After I’d written this piece, I found the following article in the Telegraph by Janine di Giovanni called, ‘Is Maman mean or magnifique?’
It describes the difference between Anglo-Saxon and French parenting styles and seems to sum up the situation here perfectly. I’ve yet to work out how to evaluate the effects of French colonialism (only 60 years) on Malagasy cultures. But, by coincidence or learning, the Malagasys are definitely quite French in their approach to children.
Who’s got it right?
And Malagasy children do grow up (usually) and they grow up very respectful of authority and rules. And they learn to fulfil the main tasks of life. Could they achieve more if they were given more attention? Probably? Could they benefit from some praise and tenderness from time to time? Well, I’m British so I’m going to shout ‘Yes, show me the love – let’s all hug’.
But could British kids benefit from having a bit less of everything they want, a bit more time freely running outside with other children and a bit more hard graft to do? I think they probably could.
What about me?
I am British and middle class and the child of Anglo-Saxon educationalists. I fulfil my demographic clichés nicely. I devote my time to making my son feel loved and stimulated, monitor his progress against developmental milestones and ensure he is my priority in life (and everybody else’s if I get the chance).
However, I hope that he will benefit from a more physical life here (will he be the one fetching coconuts?), he will have more chores to do (keeps them occupied and gives them a sense of responsibility) and will spend time running around outside with other kids (I’m more nervous about this one when I see what some of the kids get up to but you can’t have it all ways!).
I believe in discipline and boundaries in theory though I’ve yet to demonstrate I can do it in practice. But I had an idea that punishment comes from showing disapproval contrasting with the usual positive atmosphere of praise and love – disapproval isn’t a punishment if it’s the default mode of interaction. I’ve also been watching TV programmes like Supernanny (and anyone else peddling the same ideas) since becoming a Mum so I’m all up for (again in theory) giving the child choices and explaining consequences and following up on them.

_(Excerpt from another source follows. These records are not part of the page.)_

PR #449, opened 2017-06-07
Make sure the supervisor doesn't continue when rebooting

pcarranzav:
Otherwise the execution may continue for a bit, and for instance start a download that will
be interrupted shortly after.

### DIFF
--- a/src/device.coffee
+++ b/src/device.coffee
@@ -1,7 +1,6 @@
 _ = require 'lodash'
 Promise = require 'bluebird'
 memoizee = require 'memoizee'
-knex = require './db'
 utils = require './utils'
 { resinApi } = require './request'
 device = exports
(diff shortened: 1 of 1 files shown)


pcarranzav:
Ah hadn't thought about that, busybox will restart it... I guess we should just hang forever?

src/device.coffee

But, I know I sound like I’ve swallowed an ‘Earth mother’s guide to raising your child’ and even I have a horrible fear that’s a recipe for a wilful little prince to develop.
Can I learn to be a little more Malagasy and a little more French so my child doesn’t get horribly confused or take his mother for a sucker against all the other bossy adults around him (surely any approach needs to be consistent and in context)?
We’ll wait and see. For now I will go and wrap my son in my arms protect him from any stray harsh words or mean looks that might be blowing around on the hot Malagasy breeze.